*Assigned task:* The reply must reproduce each line below exactly.
*** Opening of Source data ***
PR #1924, opened 2023-01-25
[Refactor] refactor image save flagging process 

suyanhanx:
part of #1680 

Checklist:

* [x]  Create a file in `pkg/api/types/${cmd}_types.go`, and define the CommandOption for this command
* [x]  Create some file in `pkg/cmd/${cmd}`, and move the command entry point in real into this package

Signed-off-by: suyanhanx <suyanhanx@gmail.com>

### DIFF
--- a/pkg/cmd/image/save.go
+++ b/pkg/cmd/image/save.go
@@ -1,0 +1,90 @@
+/*
+   Copyright The containerd Authors.
+
+   Licensed under the Apache License, Version 2.0 (the "License");
+   you may not use this file except in compliance with the License.
+   You may obtain a copy of the License at
+
+       http://www.apache.org/licenses/LICENSE-2.0
+
+   Unless required by applicable law or agreed to in writing, software
+   distributed under the License is distributed on an "AS IS" BASIS,
+   WITHOUT WARRANTIES OR CONDITIONS OF ANY KIND, either express or implied.
+   See the License for the specific language governing permissions and
+   limitations under the License.
+*/
+
+package image
+
+import (
+	"context"
+	"fmt"
+	"os"
+
+	"github.com/containerd/containerd"
+	"github.com/containerd/containerd/images/archive"
+	"github.com/containerd/nerdctl/pkg/api/types"
+	"github.com/containerd/nerdctl/pkg/idutil/imagewalker"
+	"github.com/containerd/nerdctl/pkg/platformutil"
+	"github.com/containerd/nerdctl/pkg/strutil"
+	"github.com/mattn/go-isatty"
+)
+
+// Save will save one or more images to a tar archive (streamed to STDOUT by default).
+func Save(ctx context.Context, client *containerd.Client, images []string, options types.ImageSaveOptions) error {
+	if options.Output != "" {
+		f, err := os.OpenFile(options.Output, os.O_CREATE|os.O_WRONLY, 0644)
+		if err != nil {
+			return err
+		}
+		defer f.Close()
+		options.Stdout = f
+	} else {
+		if isatty.IsTerminal(os.Stdout.Fd()) {
+			return fmt.Errorf("cowardly refusing to save to a terminal. Use the -o flag or redirect")
+		}
+	}
+
+	return SaveImages(ctx, client, images, options)
+}
+
+// SaveImages exports `images` to a `io.Writer` (e.g., a file writer, or os.Stdout) specified by `opt.Stdout`.
+func SaveImages(ctx context.Context, client *containerd.Client, images []string, options types.ImageSaveOptions, exportOpts ...archive.ExportOpt) error {
+	images = strutil.DedupeStrSlice(images)
+
+	platMC, err := platformutil.NewMatchComparer(options.AllPlatforms, options.Platform)
+	if err != nil {
+		return err
+	}
+
+	exportOpts = append(exportOpts, archive.WithPlatform(platMC))
+	imageStore := client.ImageService()
+
+	savedImages := make(map[string]struct{})
+	walker := &imagewalker.ImageWalker{
+		Client: client,
+		OnFound: func(ctx context.Context, found imagewalker.Found) error {
+			if found.UniqueImages > 1 {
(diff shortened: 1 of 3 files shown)


pkg/cmd/image/save.go
```diff
@@ -0,0 +1,90 @@
...
+	"github.com/containerd/containerd"
+	"github.com/containerd/containerd/images/archive"
+	"github.com/containerd/nerdctl/pkg/api/types"
+	"github.com/containerd/nerdctl/pkg/idutil/imagewalker"
+	"github.com/containerd/nerdctl/pkg/platformutil"
+	"github.com/containerd/nerdctl/pkg/strutil"
+	"github.com/mattn/go-isatty"
+)
+
+func Save(ctx context.Context, client *containerd.Client, images []string, options types.ImageSaveOptions) error {
```
djdongjin, line 34: Can you add some comment here?

pkg/cmd/image/save.go
```diff
@@ -0,0 +1,90 @@
...
+	writer := options.Stdout
+	if options.Output != "" {
+		f, err := os.OpenFile(options.Output, os.O_CREATE|os.O_WRONLY, 0644)
+		if err != nil {
+			return err
+		}
+		defer f.Close()
+		writer = f
```
djdongjin, line 42: should we update the `options.Stdout` in place instead of passing a `wirter` to `saveImages`? Otherwise, `saveImages` has two `io.writer` inputs (`writer` and `opt.Stdout`) and sometimes they're the same and sometimes not.

pkg/cmd/image/save.go
```diff
@@ -0,0 +1,90 @@
...
+	} else {
+		if isatty.IsTerminal(os.Stdout.Fd()) {
+			return fmt.Errorf("cowardly refusing to save to a terminal. Use the -o flag or redirect")
+		}
+	}
+
+	return saveImages(ctx, client, images, writer, options)
+}
+
+func saveImages(ctx context.Context, client *containerd.Client, images []string, writer io.Writer, opt types.ImageSaveOptions, exportOpts ...archive.ExportOpt) error {
```
djdongjin, line 52: Can we also expose this func? It makes sense to me that caller has own `io.writer` and call this func directly (i.e., they don't need us create file writer for them, as in `Save`)

pkg/cmd/image/save.go
suyanhanx: Sure.

pkg/cmd/image/save.go
suyanhanx: Makes sense. Currently, there is only one reference to it, so I kept it not exposed.

pkg/cmd/image/save.go
suyanhanx: Make sense. But their types are not always the same.

pkg/cmd/image/save.go
```diff
@@ -0,0 +1,90 @@
...
+		}
+		defer f.Close()
+		options.Stdout = f
+	} else {
+		if isatty.IsTerminal(os.Stdout.Fd()) {
+			return fmt.Errorf("cowardly refusing to save to a terminal. Use the -o flag or redirect")
+		}
+	}
+
+	return SaveImages(ctx, client, images, options.Stdout, options)
```
djdongjin, line 49: sorry I mean we can remove the `writer` arg in `SaveImages` right? Since `options` already has the `writer` from `options.Stdout`.

I think we should avoid having overlap between args within `options` and other args in a func (e.g., here `writer` v.s. `opt.Stdout`).

pkg/cmd/image/save.go
```diff
@@ -0,0 +1,90 @@
...
+}
+
+func SaveImages(ctx context.Context, client *containerd.Client, images []string, writer io.Writer, opt types.ImageSaveOptions, exportOpts ...archive.ExportOpt) error {
```
djdongjin, line 52: Since it's exported now, can you add a comment here? Something like 

```
// SaveImages exports `images` to a `io.Writer` (e.g., a file writer, or os.Stdout) specified by `opt.Stdout`.
```

pkg/cmd/image/save.go
```diff
@@ -0,0 +1,90 @@
...
+		if err != nil {
+			return err
+		}
+		defer f.Close()
+		options.Stdout = f
+	} else {
+		if isatty.IsTerminal(os.Stdout.Fd()) {
+			return fmt.Errorf("cowardly refusing to save to a terminal. Use the -o flag or redirect")
+		}
+	}
```
djdongjin, line 47: (below is more for discussion and see other reviewers' thought).

I think we should remove `Output string` from `ImageSaveOptions`. Functionally, it represents the same thing as `Stdout io.Writer` and having both might cause inconsistency and confusing, for example:

- Even `Output != ""`, we init `Stdout = cmd.OutOrStdout()` when creating `ImageSaveOptions`, and then change it after the file writer created (i.e., here).
- Should a caller specify `Output`, or `Stdout io.Writer`?

If we remove `Output` and keep `Stdout` only:

1. `pkg/cmd` side logic doesn't need to know where the writer comes from. It just writes content to it.
2. On `cmd` side, we init `opt.Stdout = cmd.OutOrStdout()` if `output == ""` or create a file writer and use it as `opt.Stdout` (i.e., this pard of code).

suyanhanx: I think your thought is a pretty good idea.

pkg/cmd/image/save.go
suyanhanx: Yep. I'll remove it.

pkg/cmd/image/save.go
suyanhanx: Sure.

pkg/cmd/image/save.go
suyanhanx: /cc @AkihiroSuda @Zheaoli

Zheaoli: I think it's better to make another PR to simplify the logic. I prefer keep the same code here, (one PR for one thing)

Zheaoli (approved):
LGTM, Thanks

djdongjin (approved):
*** Close of Source data ***
*Solution to the exercise:*
PR #1924, opened 2023-01-25
[Refactor] refactor image save flagging process 

suyanhanx:
part of #1680 

Checklist:

* [x]  Create a file in `pkg/api/types/${cmd}_types.go`, and define the CommandOption for this command
* [x]  Create some file in `pkg/cmd/${cmd}`, and move the command entry point in real into this package

Signed-off-by: suyanhanx <suyanhanx@gmail.com>

### DIFF
--- a/pkg/cmd/image/save.go
+++ b/pkg/cmd/image/save.go
@@ -1,0 +1,90 @@
+/*
+   Copyright The containerd Authors.
+
+   Licensed under the Apache License, Version 2.0 (the "License");
+   you may not use this file except in compliance with the License.
+   You may obtain a copy of the License at
+
+       http://www.apache.org/licenses/LICENSE-2.0
+
+   Unless required by applicable law or agreed to in writing, software
+   distributed under the License is distributed on an "AS IS" BASIS,
+   WITHOUT WARRANTIES OR CONDITIONS OF ANY KIND, either express or implied.
+   See the License for the specific language governing permissions and
+   limitations under the License.
+*/
+
+package image
+
+import (
+	"context"
+	"fmt"
+	"os"
+
+	"github.com/containerd/containerd"
+	"github.com/containerd/containerd/images/archive"
+	"github.com/containerd/nerdctl/pkg/api/types"
+	"github.com/containerd/nerdctl/pkg/idutil/imagewalker"
+	"github.com/containerd/nerdctl/pkg/platformutil"
+	"github.com/containerd/nerdctl/pkg/strutil"
+	"github.com/mattn/go-isatty"
+)
+
+// Save will save one or more images to a tar archive (streamed to STDOUT by default).
+func Save(ctx context.Context, client *containerd.Client, images []string, options types.ImageSaveOptions) error {
+	if options.Output != "" {
+		f, err := os.OpenFile(options.Output, os.O_CREATE|os.O_WRONLY, 0644)
+		if err != nil {
+			return err
+		}
+		defer f.Close()
+		options.Stdout = f
+	} else {
+		if isatty.IsTerminal(os.Stdout.Fd()) {
+			return fmt.Errorf("cowardly refusing to save to a terminal. Use the -o flag or redirect")
+		}
+	}
+
+	return SaveImages(ctx, client, images, options)
+}
+
+// SaveImages exports `images` to a `io.Writer` (e.g., a file writer, or os.Stdout) specified by `opt.Stdout`.
+func SaveImages(ctx context.Context, client *containerd.Client, images []string, options types.ImageSaveOptions, exportOpts ...archive.ExportOpt) error {
+	images = strutil.DedupeStrSlice(images)
+
+	platMC, err := platformutil.NewMatchComparer(options.AllPlatforms, options.Platform)
+	if err != nil {
+		return err
+	}
+
+	exportOpts = append(exportOpts, archive.WithPlatform(platMC))
+	imageStore := client.ImageService()
+
+	savedImages := make(map[string]struct{})
+	walker := &imagewalker.ImageWalker{
+		Client: client,
+		OnFound: func(ctx context.Context, found imagewalker.Found) error {
+			if found.UniqueImages > 1 {
(diff shortened: 1 of 3 files shown)


pkg/cmd/image/save.go
```diff
@@ -0,0 +1,90 @@
...
+	"github.com/containerd/containerd"
+	"github.com/containerd/containerd/images/archive"
+	"github.com/containerd/nerdctl/pkg/api/types"
+	"github.com/containerd/nerdctl/pkg/idutil/imagewalker"
+	"github.com/containerd/nerdctl/pkg/platformutil"
+	"github.com/containerd/nerdctl/pkg/strutil"
+	"github.com/mattn/go-isatty"
+)
+
+func Save(ctx context.Context, client *containerd.Client, images []string, options types.ImageSaveOptions) error {
```
djdongjin, line 34: Can you add some comment here?

pkg/cmd/image/save.go
```diff
@@ -0,0 +1,90 @@
...
+	writer := options.Stdout
+	if options.Output != "" {
+		f, err := os.OpenFile(options.Output, os.O_CREATE|os.O_WRONLY, 0644)
+		if err != nil {
+			return err
+		}
+		defer f.Close()
+		writer = f
```
djdongjin, line 42: should we update the `options.Stdout` in place instead of passing a `wirter` to `saveImages`? Otherwise, `saveImages` has two `io.writer` inputs (`writer` and `opt.Stdout`) and sometimes they're the same and sometimes not.

pkg/cmd/image/save.go
```diff
@@ -0,0 +1,90 @@
...
+	} else {
+		if isatty.IsTerminal(os.Stdout.Fd()) {
+			return fmt.Errorf("cowardly refusing to save to a terminal. Use the -o flag or redirect")
+		}
+	}
+
+	return saveImages(ctx, client, images, writer, options)
+}
+
+func saveImages(ctx context.Context, client *containerd.Client, images []string, writer io.Writer, opt types.ImageSaveOptions, exportOpts ...archive.ExportOpt) error {
```
djdongjin, line 52: Can we also expose this func? It makes sense to me that caller has own `io.writer` and call this func directly (i.e., they don't need us create file writer for them, as in `Save`)

pkg/cmd/image/save.go
suyanhanx: Sure.

pkg/cmd/image/save.go
suyanhanx: Makes sense. Currently, there is only one reference to it, so I kept it not exposed.

pkg/cmd/image/save.go
suyanhanx: Make sense. But their types are not always the same.

pkg/cmd/image/save.go
```diff
@@ -0,0 +1,90 @@
...
+		}
+		defer f.Close()
+		options.Stdout = f
+	} else {
+		if isatty.IsTerminal(os.Stdout.Fd()) {
+			return fmt.Errorf("cowardly refusing to save to a terminal. Use the -o flag or redirect")
+		}
+	}
+
+	return SaveImages(ctx, client, images, options.Stdout, options)
```
djdongjin, line 49: sorry I mean we can remove the `writer` arg in `SaveImages` right? Since `options` already has the `writer` from `options.Stdout`.

I think we should avoid having overlap between args within `options` and other args in a func (e.g., here `writer` v.s. `opt.Stdout`).

pkg/cmd/image/save.go
```diff
@@ -0,0 +1,90 @@
...
+}
+
+func SaveImages(ctx context.Context, client *containerd.Client, images []string, writer io.Writer, opt types.ImageSaveOptions, exportOpts ...archive.ExportOpt) error {
```
djdongjin, line 52: Since it's exported now, can you add a comment here? Something like 

```
// SaveImages exports `images` to a `io.Writer` (e.g., a file writer, or os.Stdout) specified by `opt.Stdout`.
```

pkg/cmd/image/save.go
```diff
@@ -0,0 +1,90 @@
...
+		if err != nil {
+			return err
+		}
+		defer f.Close()
+		options.Stdout = f
+	} else {
+		if isatty.IsTerminal(os.Stdout.Fd()) {
+			return fmt.Errorf("cowardly refusing to save to a terminal. Use the -o flag or redirect")
+		}
+	}
```
djdongjin, line 47: (below is more for discussion and see other reviewers' thought).

I think we should remove `Output string` from `ImageSaveOptions`. Functionally, it represents the same thing as `Stdout io.Writer` and having both might cause inconsistency and confusing, for example:

- Even `Output != ""`, we init `Stdout = cmd.OutOrStdout()` when creating `ImageSaveOptions`, and then change it after the file writer created (i.e., here).
- Should a caller specify `Output`, or `Stdout io.Writer`?

If we remove `Output` and keep `Stdout` only:

1. `pkg/cmd` side logic doesn't need to know where the writer comes from. It just writes content to it.
2. On `cmd` side, we init `opt.Stdout = cmd.OutOrStdout()` if `output == ""` or create a file writer and use it as `opt.Stdout` (i.e., this pard of code).

suyanhanx: I think your thought is a pretty good idea.

pkg/cmd/image/save.go
suyanhanx: Yep. I'll remove it.

pkg/cmd/image/save.go
suyanhanx: Sure.

pkg/cmd/image/save.go
suyanhanx: /cc @AkihiroSuda @Zheaoli

Zheaoli: I think it's better to make another PR to simplify the logic. I prefer keep the same code here, (one PR for one thing)

Zheaoli (approved):
LGTM, Thanks

djdongjin (approved):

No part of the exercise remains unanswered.